Assignment:
A single figure is required: the number of lines below in which the word "orderId" occurs.

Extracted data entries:
PR #911, opened 2017-03-01
Remove noticons.css

DanReyLop:
We were including a whole CSS font just to get the "checkmark" icon for checkboxes.

I've made a custom `Checkbox` component (refactored a bit the `BulkCheckbox` component in the process) that uses a `Gridicon` instead of the Noticons font. After that, I've removed the font entirely form our plugin.

To test: Just go to the package manager or to a service configuration and play with the checkboxes there.


v18:
The error we're running into is:

```
client/components/checkbox/index.js
1:17  error  'PropTypes' is defined but never used  no-unused-vars
```

Looks like we're using these props:
- `checked` (boolean)
- `readOnly` (boolean)
- `onChange` (function)

client/components/checkbox/style.scss
```diff
@@ -0,0 +1,27 @@
...
+	.gridicon {
+		color: $blue-medium;
+		pointer-events: none;
+		position: absolute;
+		left: 1px;
+		top: 1px;
+	}
+
+	&.is-disabled .gridicon {
+		color: lighten( $gray, 10% );
```
v18: Looks like we never have disabled checkboxes? Also, the grey color doesn't work me in Chrome (blue is still showing).

client/components/bulk-checkbox/index.js
```diff
@@ -11,9 +12,9 @@ const BulkCheckbox = ( { selectedCount, allCount, onToggle } ) => {
 	};
 
 	return (
-		<span className="wcc-bulk-checkbox-container" onClick={ onClick }>
-			<input type="checkbox" checked={ allSelected } readOnly />
-			{ someSelected ? <Gridicon className="bulk-select__some-checked-icon" icon="minus-small" size={ 18 }/> : null }
+		<span className="form-checkbox bulk-checkbox" onClick={ onClick }>
+			<Checkbox checked={ allSelected } readOnly />
+			{ someSelected && <Gridicon icon="minus-small" size={ 16 } /> }
```
v18: Can we move the `someSelected` logic to `Checkbox` directly, so only one component takes care of the entire visual state (unselected / partially selected / fully selected)?

The way it's written now the logic is a bit hard to follow, and also the HTML nesting is different in the two cases, making it a bit harder to change the CSS later.

client/components/checkbox/index.js
```diff
@@ -0,0 +1,16 @@
+import React, { PropTypes } from 'react';
+import classNames from 'classnames';
+import Gridicon from 'gridicons';
+import _ from 'lodash';
+
+const Checkbox = ( props ) => {
+	const otherProps = _.omit( props, 'className' );
+	return (
+		<span className={ classNames( props.className, 'form-checkbox', { 'is-disabled': props.disabled } ) } >
```
v18: Looks like we'll no longer need the class `form-checkbox` - it relies on Calypso CSS, but can remove it if we're not relying on their FormCheckbox.

v18:
I just noticed this was not up for review yet! Sorry for the pre-mature review :)

DanReyLop:
> I just noticed this was not up for review yet! Sorry for the premature review :)

Oh, it was! But apparently I missed the very trivial `PropTypes` thing :)

client/components/checkbox/style.scss
DanReyLop: checkbox-disabled

Works for me. Are you sure you put the right prop when testing? Should look like this (in the `package-list-item.js` file:
`<Checkbox checked={ selected } onChange={ onToggle } disabled />`

We aren't using it right now, but it's a use case so basic that I prefer to support it out-of-the-box.

client/components/checkbox/index.js
DanReyLop: I've used that class to style the "Gridicon checkbox", look at `client/components/checkbox/style.scss`

client/components/bulk-checkbox/index.js
DanReyLop: You're totally right. I've consolidated all the "indeterminate" functionality into the Checkbox component. This is ready for review now :)

PR #920, opened 2017-03-08
Updating the destination address after it was normalized

### LINKED ISSUE #543: If we normalize the destination address and the merchant accepts the suggestion, update the address in the order

marcinbot:
Fixes #543 

Also removes the hardcoded `usps` from the address normalization code ( @DanReyLop )

To test:
* create an order with an address that can be trivially normalized
Example: `132 Hawthorne Street San Francisco CA 94107`
  * when opening the label print dialog, the address should be automatically normalized and the address will be automatically updated on the order
* create an order with non-trivial normalization address
Example: `132 Hawthorne Street San Fransisco CA 94107` (note the Fransisco in the city name)
  * after selecting and confirming the normalized address in the label dialog the address should update on the order
* create an order with unrecognizable adress
Example: `132 Hawthorne Streat San Fransisco CA 94107`
  * after updating the address, it should get normalized and follow the logic above


classes/class-wc-rest-connect-address-normalization-controller.php
```diff
@@ -96,11 +105,29 @@ public function update_items( $request ) {
...
+		);
+	}
+
+	public function accept_suggestion( $request ) {
+		$data     = $request->get_json_params();
+		$order_id = $data[ 'orderId' ];
+		$type     = $data[ 'type' ];
+		$address  = $data[ 'address' ];
+
+		$this->update_address( $order_id, $type, $address );
```
DanReyLop: What about doing this when the actual purchase is made, or in the `Rates` request? 1 less endpoint, 1 less round-trip to the server, less complexity.

client/shipping-label/index.js
```diff
@@ -46,8 +46,8 @@ export default ( { formData, labelsData, paperSize, storeOptions, paymentMethod
 					},
 					destination: {
 						values: formData.destination,
-						isNormalized: false,
-						normalized: null,
+						isNormalized: ! ! formData.destination_normalized,
```
DanReyLop: We prefer `Boolean(value)` instead of `!!` (old discussion, I don't know how strict have we been so far).

client/shipping-label/state/normalize-address.js
```diff
@@ -31,6 +31,10 @@ export default ( dispatch, address, type, addressNormalizationURL, nonce ) => {
 				setTimeout( () => resolve( ! error ), 0 );
 			}
 		};
-		saveForm( setIsSaving, setSuccess, _.noop, setError, addressNormalizationURL, nonce, 'POST', { address, type } );
+		saveForm( setIsSaving, setSuccess, _.noop, setError, addressNormalizationURL, nonce, 'POST', { orderId, address, type } );
 	} );
 };
+
+export const acceptAddress = ( dispatch, orderId, address, type, addressAcceptURL, nonce ) => {
+	saveForm( _.noop, _.noop, _.noop, _.noop, addressAcceptURL, nonce, 'POST', { orderId, address, type } );
```
DanReyLop: This kind of function call to `saveForm` hurts my brain (all those noop...). This is a good candidate for a refactor in a near future. Maybe refactor `saveForm` to use Promises, or use something like Node's `EventEmitter` pattern.

classes/class-wc-rest-connect-address-normalization-controller.php
```diff
@@ -117,4 +144,22 @@ public function update_items_permissions_check( $request ) {
...
+		}
+
+		$order = wc_get_order( $order_id );
+		$wc_address = $order->get_address( 'shipping' );
+
+		$new_address = array_merge( array(), ( array ) $wc_address, ( array ) $api_address );
+		//rename address to address_1
+		$new_address[ 'address_1' ] = $new_address[ 'address' ];
+		//remove api-specific fields
+		unset( $new_address[ 'address' ], $new_address[ 'name' ] );
```
DanReyLop: Why are you removing `name`?

classes/class-wc-rest-connect-address-normalization-controller.php
```diff
@@ -117,4 +144,22 @@ public function update_items_permissions_check( $request ) {
 		return true; // non-authenticated service for the 'destination' address
 	}
 
+	private function update_address( $order_id, $type, $api_address ) {
+		if ( ! $order_id || 'destination' != $type ) {
```
DanReyLop: Nitpick: Use `!==` instead of `!=`

classes/class-wc-rest-connect-address-normalization-controller.php
```diff
@@ -56,20 +56,29 @@ public function register_routes() {
 				'permission_callback' => array( $this, 'update_items_permissions_check' ),
 			),
 		) );
+
+		register_rest_route( $this->namespace, '/' . $this->rest_base . '/accept', array(
```
DanReyLop: This is going to conflict hard with https://github.com/Automattic/woocommerce-services/pull/925 . If my PR is merged first I'll give you a hand on fixing the conflicts :)

classes/class-wc-connect-shipping-label.php
```diff
@@ -230,19 +230,24 @@ protected function get_destination_address( WC_Order $order ) {
...
+			$origin                 = $this->get_origin_address();
+			$selected_rates         = $this->get_selected_rates( $order );
+			$destination            = $this->get_destination_address( $order );
 
 			if ( ! $destination[ 'country' ] ) {
 				$destination[ 'country' ] = $origin[ 'country' ];
 			}
 
-			$form_data = compact( 'is_packed', 'selected_packages', 'all_packages', 'flat_rate_groups', 'origin', 'destination' );
+			$destination_normalized = get_post_meta( $order->id, 'wc_connect_destination_normalized', true );
```
DanReyLop: You can use casting:
```php
$destination_normalized = (bool) get_post_meta( $order->id, 'wc_connect_destination_normalized', true );
```

classes/class-wc-rest-connect-address-normalization-controller.php
marcinbot: We would need to handle the non-trivial normalization in the checkout UI and keep the admin normalization in case the address needs to be edited by the merchant. I think this would only add endpoints and requests to the server. But if we decide this is a good idea, it would probably be out of the scope of this PR.

classes/class-wc-rest-connect-address-normalization-controller.php
marcinbot: Thanks for noticing. I rebased and resolved the conflict, so the code is more in line with what was in `master`

classes/class-wc-rest-connect-address-normalization-controller.php
marcinbot: WooCommerce is using two fields: `first_name` and `last_name`, that we merge into `name` for our API. The purpose of this function is to revert all the changes made in https://github.com/Automattic/woocommerce-services/blob/master/classes/class-wc-connect-shipping-label.php#L199

classes/class-wc-rest-connect-address-normalization-controller.php
DanReyLop: I was referring to the `Rates` request on the Purchase Label dialog. The point is, use one of the endpoints that are already there and are hit in the course of a label purchase, instead of creating a new one.

PR #925, opened 2017-03-10
Fix compatibility with WP Super Cache

### LINKED ISSUE #438: Remove rest controller class check
At https://github.com/Automattic/woocommerce-connect-client/blob/b624e73afebd33df1c6539c0da4850a269946695/woocommerce-connect-client.php#L271

We don't need it anymore now that https://github.com/woothemes/woocommerce/pull/10435 has landed.

DanReyLop:
Following up on [this user report](https://wordpress.org/support/topic/labelprintpdf-is-only-ascii/), I discovered that printing labels doesn't work with a plugin (WP Super Cache) that millions of sites use. That's bad.

The problem is that WP Super Cache messes with the response headers, they are converted to `text/html`, so when trying to render a PDF, that header means it will be rendered as text, thus rendering binary garbage. `WP Super Cache` [has a PR](https://github.com/Automattic/wp-super-cache/pull/121) to address this (I think) but it's been in progress for months.

The real fix is on https://github.com/Automattic/woocommerce-services/commit/19a50ad185849f2656e37eb49af656c42fe6c99f but I decided to do a little refactor of our REST classes to make it easier. The 3 commits are independent to make review easier.

Also, fixed #438 while I was there.

To test:
* Install and enable `WP Super Cache`
* Enable the `WP Super Cache` option `Caching on (recommended)`
* Go through any label flow that involves a PDF. Either purchasing (and you should see the Preview, and the real label if you go through the purchase) or reprinting a label.
* On `master`, you should get a garbage text file. On this PR, you should see the PDFs correctly.

Note: Notify the user (ticket #543126) when this is released.


classes/class-wc-rest-connect-base-controller.php
```diff
@@ -0,0 +1,71 @@
...
+			array(
+				'methods'             => $this->method,
+				'callback'            => array( $this, 'run_internal' ),
+				'permission_callback' => array( $this, 'check_permission' ),
+			),
+		) );
+	}
+
+	public function run_internal( $request ) {
+		define( 'DONOTCACHEPAGE', true ); // Play nice with WP-Super-Cache
```
jeffstieler: We should check to make sure that `DONOTCACHEPAGE` isn't already defined before doing this. (See for reference: https://github.com/woocommerce/woocommerce/blob/master/includes/class-wc-cache-helper.php#L195)

DanReyLop: 🤦‍♂️  I forgot how to PHP haha

DanReyLop: Done

jeffstieler:
This establishes a new pattern of one endpoint per controller subclass.. are we sure we want that?

I don't have any particularly strong opinions about this, but would like the group to decide.

@nabsul @v18 @marcinbot @DanReyLop

DanReyLop:
Only 1 file had multiple (2) endpoints. Ideally, a "controller" should handle everything related to an "object" (get, create, update, delete), but we haven't following that, and our endpoints don't really have the shape of CRUD endpoints anyway. Maybe we shouldn't call them "controllers".

I'd rather have multiple classes per file, or as many files as needed with a sensible directory tree structure (which goes in line with @marcinbot's proposal to cleanup PHP). Adding a new endpoint shouldn't require 20 lines on the main plugin file. If the overhead is minimal, having dozens of small files is no problem.

jeffstieler:
> I'd rather have multiple classes per file, or as many files as needed with a sensible directory tree structure (which goes in line with @marcinbot's proposal to cleanup PHP). Adding a new endpoint shouldn't require 20 lines on the main plugin file. If the overhead is minimal, having dozens of small files is no problem.

Totally fair. Let's revisit if it ever becomes unwieldy.

classes/class-wc-rest-connect-packages-controller.php
```diff
@@ -8,51 +8,12 @@
...
-				'permission_callback' => array( $this, 'update_items_permissions_check' ),
-			),
-		) );
-	}
-
-	public function update_items( $request ) {
+	public function run( $request ) {
 		$packages = $request->get_json_params();
 
 		$this->service_settings_store->update_packages( $packages[ 'custom' ] );
```
jeffstieler: I definitely missed this in my review - `$this->service_settings_store` is no longer with us.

Result of the exercise:
4